== What to do ==
Restate the data that follows exactly as it stands, beginning with the first line and ending with the line that contains "Although this PR".
Data to use below:
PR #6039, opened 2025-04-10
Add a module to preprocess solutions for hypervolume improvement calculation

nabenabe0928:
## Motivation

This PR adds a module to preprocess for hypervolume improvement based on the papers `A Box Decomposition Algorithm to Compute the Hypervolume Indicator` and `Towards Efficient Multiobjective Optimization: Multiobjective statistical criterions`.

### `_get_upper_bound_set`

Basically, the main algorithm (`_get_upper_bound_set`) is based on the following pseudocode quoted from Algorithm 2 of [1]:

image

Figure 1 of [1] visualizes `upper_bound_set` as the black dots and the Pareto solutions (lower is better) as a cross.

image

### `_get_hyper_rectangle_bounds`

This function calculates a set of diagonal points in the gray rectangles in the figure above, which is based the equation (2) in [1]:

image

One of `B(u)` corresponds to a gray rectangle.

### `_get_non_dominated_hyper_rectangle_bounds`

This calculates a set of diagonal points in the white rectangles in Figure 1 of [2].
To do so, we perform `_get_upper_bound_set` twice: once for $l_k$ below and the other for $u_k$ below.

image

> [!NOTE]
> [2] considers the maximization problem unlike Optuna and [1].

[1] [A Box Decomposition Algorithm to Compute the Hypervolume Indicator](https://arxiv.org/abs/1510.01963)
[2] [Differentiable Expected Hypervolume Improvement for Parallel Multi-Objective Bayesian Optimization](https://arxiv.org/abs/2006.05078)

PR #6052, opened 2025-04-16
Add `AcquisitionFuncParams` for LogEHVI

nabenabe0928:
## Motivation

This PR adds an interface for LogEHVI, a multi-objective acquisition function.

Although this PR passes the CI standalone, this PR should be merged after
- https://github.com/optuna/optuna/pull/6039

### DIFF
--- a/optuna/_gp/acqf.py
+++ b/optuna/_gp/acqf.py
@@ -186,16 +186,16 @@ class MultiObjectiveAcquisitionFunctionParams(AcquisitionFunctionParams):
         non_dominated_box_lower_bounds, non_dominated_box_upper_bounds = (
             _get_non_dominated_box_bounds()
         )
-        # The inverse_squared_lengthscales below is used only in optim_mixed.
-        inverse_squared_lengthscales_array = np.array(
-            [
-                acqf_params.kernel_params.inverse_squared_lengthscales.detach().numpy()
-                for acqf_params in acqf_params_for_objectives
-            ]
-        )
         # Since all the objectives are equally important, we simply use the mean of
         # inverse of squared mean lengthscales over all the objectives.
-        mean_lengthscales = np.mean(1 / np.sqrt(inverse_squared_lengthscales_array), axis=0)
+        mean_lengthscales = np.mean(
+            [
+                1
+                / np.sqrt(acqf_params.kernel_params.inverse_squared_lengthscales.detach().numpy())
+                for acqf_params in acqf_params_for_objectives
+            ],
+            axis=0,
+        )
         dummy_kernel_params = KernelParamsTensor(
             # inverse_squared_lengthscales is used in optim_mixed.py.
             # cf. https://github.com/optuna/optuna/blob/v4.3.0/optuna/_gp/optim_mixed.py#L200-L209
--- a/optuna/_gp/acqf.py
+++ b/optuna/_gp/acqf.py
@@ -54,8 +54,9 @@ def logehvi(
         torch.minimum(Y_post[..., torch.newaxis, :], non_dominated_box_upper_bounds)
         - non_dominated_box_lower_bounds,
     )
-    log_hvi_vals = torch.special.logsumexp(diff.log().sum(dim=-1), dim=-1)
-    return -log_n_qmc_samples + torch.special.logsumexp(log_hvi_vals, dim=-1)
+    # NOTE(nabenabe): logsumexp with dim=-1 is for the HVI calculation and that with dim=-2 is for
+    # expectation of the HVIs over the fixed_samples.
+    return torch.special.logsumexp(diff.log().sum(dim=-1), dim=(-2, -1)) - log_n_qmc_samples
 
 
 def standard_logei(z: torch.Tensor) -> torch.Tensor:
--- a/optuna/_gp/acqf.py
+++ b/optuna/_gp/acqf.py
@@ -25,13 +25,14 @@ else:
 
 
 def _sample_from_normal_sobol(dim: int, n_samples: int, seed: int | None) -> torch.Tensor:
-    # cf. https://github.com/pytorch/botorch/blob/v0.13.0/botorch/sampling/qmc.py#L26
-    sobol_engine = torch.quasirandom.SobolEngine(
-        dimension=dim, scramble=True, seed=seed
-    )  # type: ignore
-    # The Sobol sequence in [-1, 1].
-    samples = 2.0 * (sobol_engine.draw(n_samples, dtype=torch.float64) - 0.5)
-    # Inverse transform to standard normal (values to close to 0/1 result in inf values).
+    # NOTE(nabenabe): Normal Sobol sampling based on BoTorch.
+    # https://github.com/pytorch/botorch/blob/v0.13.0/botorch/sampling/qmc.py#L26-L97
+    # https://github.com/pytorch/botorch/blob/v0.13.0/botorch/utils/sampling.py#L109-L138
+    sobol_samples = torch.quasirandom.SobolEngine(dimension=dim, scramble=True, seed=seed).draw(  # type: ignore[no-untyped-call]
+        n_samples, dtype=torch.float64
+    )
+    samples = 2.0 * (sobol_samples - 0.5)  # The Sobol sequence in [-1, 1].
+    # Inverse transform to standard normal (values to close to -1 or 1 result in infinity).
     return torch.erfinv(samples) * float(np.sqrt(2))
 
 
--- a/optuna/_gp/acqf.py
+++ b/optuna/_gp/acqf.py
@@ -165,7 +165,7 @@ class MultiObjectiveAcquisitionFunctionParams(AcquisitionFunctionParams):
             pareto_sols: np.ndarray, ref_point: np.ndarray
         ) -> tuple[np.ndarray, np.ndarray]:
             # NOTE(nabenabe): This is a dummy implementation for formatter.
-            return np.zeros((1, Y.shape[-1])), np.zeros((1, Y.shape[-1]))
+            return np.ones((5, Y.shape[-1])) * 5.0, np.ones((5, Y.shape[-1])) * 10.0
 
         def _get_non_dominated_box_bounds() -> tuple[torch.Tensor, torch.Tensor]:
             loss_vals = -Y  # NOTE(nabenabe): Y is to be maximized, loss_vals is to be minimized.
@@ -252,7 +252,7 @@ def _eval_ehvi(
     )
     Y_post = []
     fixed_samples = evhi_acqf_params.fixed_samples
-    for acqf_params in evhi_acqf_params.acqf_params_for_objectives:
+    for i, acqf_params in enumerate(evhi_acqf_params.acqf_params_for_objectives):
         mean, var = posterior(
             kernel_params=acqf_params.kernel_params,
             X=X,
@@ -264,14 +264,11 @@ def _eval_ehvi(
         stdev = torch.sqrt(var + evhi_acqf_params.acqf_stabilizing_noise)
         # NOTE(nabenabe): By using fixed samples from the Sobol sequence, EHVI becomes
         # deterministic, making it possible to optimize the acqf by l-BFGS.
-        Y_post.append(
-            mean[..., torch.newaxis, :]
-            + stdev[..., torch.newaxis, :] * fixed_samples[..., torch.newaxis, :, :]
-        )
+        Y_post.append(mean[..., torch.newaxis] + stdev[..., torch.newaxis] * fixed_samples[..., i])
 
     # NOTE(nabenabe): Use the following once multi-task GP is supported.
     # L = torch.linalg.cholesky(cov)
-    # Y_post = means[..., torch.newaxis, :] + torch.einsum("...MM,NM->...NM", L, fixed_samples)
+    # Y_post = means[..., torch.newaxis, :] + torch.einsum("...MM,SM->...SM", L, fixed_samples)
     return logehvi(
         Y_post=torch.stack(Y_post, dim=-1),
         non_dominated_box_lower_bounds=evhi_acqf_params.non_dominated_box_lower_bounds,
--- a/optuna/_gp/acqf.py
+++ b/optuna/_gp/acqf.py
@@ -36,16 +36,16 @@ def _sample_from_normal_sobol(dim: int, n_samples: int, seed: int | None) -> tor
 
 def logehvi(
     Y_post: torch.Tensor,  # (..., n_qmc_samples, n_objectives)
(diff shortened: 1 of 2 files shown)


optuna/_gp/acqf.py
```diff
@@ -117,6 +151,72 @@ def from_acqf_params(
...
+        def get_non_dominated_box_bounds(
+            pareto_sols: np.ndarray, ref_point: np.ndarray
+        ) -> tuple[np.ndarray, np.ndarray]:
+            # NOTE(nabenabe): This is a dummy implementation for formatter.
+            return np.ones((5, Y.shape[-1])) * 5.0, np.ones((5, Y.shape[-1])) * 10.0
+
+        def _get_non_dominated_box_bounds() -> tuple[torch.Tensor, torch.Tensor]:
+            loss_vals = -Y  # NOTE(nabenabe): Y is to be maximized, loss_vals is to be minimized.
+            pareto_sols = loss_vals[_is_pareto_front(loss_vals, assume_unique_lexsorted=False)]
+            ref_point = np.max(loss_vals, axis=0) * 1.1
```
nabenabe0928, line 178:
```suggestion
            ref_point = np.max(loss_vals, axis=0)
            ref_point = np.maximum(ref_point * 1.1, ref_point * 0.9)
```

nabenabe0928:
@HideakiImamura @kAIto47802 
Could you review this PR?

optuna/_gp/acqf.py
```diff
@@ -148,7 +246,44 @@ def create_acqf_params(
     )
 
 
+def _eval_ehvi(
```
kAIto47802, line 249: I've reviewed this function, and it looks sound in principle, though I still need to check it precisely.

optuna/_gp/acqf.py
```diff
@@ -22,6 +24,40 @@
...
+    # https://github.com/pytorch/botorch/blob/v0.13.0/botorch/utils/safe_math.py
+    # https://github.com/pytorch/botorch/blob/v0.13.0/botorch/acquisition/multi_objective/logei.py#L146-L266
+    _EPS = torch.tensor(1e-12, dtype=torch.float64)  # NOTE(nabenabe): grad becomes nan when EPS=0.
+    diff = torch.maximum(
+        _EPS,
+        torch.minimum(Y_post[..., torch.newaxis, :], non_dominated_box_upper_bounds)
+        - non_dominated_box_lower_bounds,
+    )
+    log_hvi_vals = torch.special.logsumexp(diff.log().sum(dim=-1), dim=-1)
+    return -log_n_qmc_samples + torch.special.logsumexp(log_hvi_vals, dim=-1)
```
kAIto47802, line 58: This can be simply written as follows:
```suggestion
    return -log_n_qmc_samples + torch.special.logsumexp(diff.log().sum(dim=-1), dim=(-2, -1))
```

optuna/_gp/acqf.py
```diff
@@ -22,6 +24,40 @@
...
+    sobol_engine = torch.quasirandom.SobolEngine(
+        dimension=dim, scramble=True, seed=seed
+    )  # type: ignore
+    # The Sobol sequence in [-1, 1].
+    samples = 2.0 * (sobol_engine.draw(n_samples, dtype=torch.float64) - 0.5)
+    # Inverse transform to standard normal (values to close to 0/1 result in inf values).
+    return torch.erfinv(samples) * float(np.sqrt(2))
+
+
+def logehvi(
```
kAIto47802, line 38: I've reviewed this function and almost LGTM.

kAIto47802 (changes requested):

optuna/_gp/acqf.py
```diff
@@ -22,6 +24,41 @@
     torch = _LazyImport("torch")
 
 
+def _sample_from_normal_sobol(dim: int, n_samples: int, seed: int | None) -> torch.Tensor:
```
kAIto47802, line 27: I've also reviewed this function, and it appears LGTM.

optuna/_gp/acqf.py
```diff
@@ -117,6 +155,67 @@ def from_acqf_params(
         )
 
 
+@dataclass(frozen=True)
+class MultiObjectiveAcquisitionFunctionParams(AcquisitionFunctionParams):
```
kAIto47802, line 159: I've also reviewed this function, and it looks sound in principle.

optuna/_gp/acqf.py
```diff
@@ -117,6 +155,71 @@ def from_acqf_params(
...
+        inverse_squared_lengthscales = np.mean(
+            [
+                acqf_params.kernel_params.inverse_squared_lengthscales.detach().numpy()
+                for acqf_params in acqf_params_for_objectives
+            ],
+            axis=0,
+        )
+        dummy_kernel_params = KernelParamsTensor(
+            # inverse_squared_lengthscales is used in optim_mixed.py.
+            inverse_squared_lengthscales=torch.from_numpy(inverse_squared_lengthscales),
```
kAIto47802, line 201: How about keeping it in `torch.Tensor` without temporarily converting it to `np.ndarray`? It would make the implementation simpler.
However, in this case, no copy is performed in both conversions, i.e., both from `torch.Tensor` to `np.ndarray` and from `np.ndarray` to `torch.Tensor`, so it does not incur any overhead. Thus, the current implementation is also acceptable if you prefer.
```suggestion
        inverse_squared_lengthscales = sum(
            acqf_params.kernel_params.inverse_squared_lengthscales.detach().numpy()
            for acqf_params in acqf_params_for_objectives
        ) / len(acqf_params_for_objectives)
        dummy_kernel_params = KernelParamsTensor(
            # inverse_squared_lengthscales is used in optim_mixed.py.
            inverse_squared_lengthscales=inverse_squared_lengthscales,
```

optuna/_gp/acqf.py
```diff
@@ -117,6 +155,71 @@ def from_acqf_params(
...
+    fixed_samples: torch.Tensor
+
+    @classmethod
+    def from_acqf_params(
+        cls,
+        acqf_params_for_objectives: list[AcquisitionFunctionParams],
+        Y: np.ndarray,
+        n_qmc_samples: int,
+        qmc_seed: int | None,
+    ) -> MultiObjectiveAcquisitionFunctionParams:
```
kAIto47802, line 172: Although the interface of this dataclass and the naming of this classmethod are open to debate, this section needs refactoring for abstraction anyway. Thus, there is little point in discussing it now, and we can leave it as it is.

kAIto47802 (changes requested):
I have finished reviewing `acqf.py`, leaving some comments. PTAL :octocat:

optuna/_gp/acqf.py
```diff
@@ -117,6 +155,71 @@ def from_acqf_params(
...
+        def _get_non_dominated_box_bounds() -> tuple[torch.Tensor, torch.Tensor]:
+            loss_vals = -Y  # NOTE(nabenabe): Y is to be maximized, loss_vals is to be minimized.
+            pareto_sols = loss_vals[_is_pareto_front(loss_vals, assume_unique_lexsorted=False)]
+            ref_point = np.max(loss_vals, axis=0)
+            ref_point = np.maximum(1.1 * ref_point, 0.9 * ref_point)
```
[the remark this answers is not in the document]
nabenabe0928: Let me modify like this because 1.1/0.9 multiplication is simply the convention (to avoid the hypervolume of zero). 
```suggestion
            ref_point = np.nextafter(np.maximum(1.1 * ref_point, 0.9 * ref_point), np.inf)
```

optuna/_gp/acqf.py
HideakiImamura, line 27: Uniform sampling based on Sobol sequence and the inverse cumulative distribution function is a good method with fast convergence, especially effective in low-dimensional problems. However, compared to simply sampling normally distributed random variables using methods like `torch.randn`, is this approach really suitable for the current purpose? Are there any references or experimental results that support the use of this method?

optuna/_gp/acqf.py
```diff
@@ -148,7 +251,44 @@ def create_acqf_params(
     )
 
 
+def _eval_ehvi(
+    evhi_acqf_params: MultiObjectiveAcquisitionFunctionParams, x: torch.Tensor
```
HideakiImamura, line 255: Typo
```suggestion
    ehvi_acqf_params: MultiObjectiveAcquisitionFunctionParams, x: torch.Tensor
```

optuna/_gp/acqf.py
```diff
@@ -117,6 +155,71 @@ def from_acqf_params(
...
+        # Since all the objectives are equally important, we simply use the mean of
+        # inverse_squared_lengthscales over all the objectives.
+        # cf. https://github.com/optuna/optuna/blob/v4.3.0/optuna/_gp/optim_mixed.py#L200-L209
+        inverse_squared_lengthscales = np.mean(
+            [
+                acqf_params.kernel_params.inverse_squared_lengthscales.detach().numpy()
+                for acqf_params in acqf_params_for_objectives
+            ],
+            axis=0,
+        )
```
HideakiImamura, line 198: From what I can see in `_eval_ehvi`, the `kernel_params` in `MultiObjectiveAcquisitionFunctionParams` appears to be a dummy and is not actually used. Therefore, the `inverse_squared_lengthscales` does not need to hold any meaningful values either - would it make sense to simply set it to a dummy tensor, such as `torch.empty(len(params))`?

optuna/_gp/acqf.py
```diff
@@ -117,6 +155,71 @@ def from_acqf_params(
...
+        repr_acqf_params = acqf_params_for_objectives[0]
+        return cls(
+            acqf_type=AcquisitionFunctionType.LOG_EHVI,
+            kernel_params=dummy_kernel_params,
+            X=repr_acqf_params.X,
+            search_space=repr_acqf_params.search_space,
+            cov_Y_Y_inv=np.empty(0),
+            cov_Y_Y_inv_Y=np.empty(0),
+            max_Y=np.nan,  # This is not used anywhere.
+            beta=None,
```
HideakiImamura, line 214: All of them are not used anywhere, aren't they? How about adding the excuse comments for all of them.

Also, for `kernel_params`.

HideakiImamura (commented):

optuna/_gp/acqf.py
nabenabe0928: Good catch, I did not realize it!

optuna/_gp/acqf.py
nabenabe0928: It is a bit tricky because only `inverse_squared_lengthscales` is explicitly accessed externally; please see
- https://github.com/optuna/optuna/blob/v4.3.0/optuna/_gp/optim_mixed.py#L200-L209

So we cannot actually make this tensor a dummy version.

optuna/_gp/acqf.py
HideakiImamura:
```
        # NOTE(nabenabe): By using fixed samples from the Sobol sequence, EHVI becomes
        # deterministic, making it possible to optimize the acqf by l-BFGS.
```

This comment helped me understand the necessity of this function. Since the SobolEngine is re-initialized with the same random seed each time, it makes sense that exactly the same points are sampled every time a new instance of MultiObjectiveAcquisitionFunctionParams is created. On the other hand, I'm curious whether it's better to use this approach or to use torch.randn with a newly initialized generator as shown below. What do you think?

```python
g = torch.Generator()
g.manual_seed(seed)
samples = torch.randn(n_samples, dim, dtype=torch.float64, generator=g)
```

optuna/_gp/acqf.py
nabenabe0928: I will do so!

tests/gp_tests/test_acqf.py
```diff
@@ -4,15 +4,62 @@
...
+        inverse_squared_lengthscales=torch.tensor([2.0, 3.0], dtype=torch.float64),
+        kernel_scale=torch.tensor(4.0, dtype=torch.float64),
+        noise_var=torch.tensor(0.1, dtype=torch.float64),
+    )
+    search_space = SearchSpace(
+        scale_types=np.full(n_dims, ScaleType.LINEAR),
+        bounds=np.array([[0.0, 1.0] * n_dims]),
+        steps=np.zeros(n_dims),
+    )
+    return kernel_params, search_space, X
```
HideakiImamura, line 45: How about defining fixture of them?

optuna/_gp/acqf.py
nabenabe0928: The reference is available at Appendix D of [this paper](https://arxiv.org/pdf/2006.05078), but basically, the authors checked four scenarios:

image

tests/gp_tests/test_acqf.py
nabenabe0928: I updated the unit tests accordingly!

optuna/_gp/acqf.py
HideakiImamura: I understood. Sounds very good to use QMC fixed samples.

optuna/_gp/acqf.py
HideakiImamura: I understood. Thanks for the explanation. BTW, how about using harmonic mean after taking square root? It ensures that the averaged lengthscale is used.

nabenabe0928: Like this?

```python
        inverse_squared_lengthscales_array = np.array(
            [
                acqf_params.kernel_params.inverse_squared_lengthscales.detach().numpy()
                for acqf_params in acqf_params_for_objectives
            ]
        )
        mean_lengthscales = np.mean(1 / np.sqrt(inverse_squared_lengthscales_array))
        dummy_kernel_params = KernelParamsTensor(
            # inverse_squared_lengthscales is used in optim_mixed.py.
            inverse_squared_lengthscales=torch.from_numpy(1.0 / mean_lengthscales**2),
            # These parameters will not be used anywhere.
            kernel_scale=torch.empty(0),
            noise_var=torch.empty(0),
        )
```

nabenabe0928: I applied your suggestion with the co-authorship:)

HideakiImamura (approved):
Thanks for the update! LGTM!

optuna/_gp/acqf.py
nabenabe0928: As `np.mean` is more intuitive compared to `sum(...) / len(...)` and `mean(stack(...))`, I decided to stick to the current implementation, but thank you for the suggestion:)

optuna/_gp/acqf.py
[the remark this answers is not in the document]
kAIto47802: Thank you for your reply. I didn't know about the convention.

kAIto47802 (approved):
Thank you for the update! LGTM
End of Data to use.
== Solution for this exercise ==
PR #6039, opened 2025-04-10
Add a module to preprocess solutions for hypervolume improvement calculation

nabenabe0928:
## Motivation

This PR adds a module to preprocess for hypervolume improvement based on the papers `A Box Decomposition Algorithm to Compute the Hypervolume Indicator` and `Towards Efficient Multiobjective Optimization: Multiobjective statistical criterions`.

### `_get_upper_bound_set`

Basically, the main algorithm (`_get_upper_bound_set`) is based on the following pseudocode quoted from Algorithm 2 of [1]:

image

Figure 1 of [1] visualizes `upper_bound_set` as the black dots and the Pareto solutions (lower is better) as a cross.

image

### `_get_hyper_rectangle_bounds`

This function calculates a set of diagonal points in the gray rectangles in the figure above, which is based the equation (2) in [1]:

image

One of `B(u)` corresponds to a gray rectangle.

### `_get_non_dominated_hyper_rectangle_bounds`

This calculates a set of diagonal points in the white rectangles in Figure 1 of [2].
To do so, we perform `_get_upper_bound_set` twice: once for $l_k$ below and the other for $u_k$ below.

image

> [!NOTE]
> [2] considers the maximization problem unlike Optuna and [1].

[1] [A Box Decomposition Algorithm to Compute the Hypervolume Indicator](https://arxiv.org/abs/1510.01963)
[2] [Differentiable Expected Hypervolume Improvement for Parallel Multi-Objective Bayesian Optimization](https://arxiv.org/abs/2006.05078)

PR #6052, opened 2025-04-16
Add `AcquisitionFuncParams` for LogEHVI

nabenabe0928:
## Motivation

This PR adds an interface for LogEHVI, a multi-objective acquisition function.

Although this PR passes the CI standalone, this PR should be merged after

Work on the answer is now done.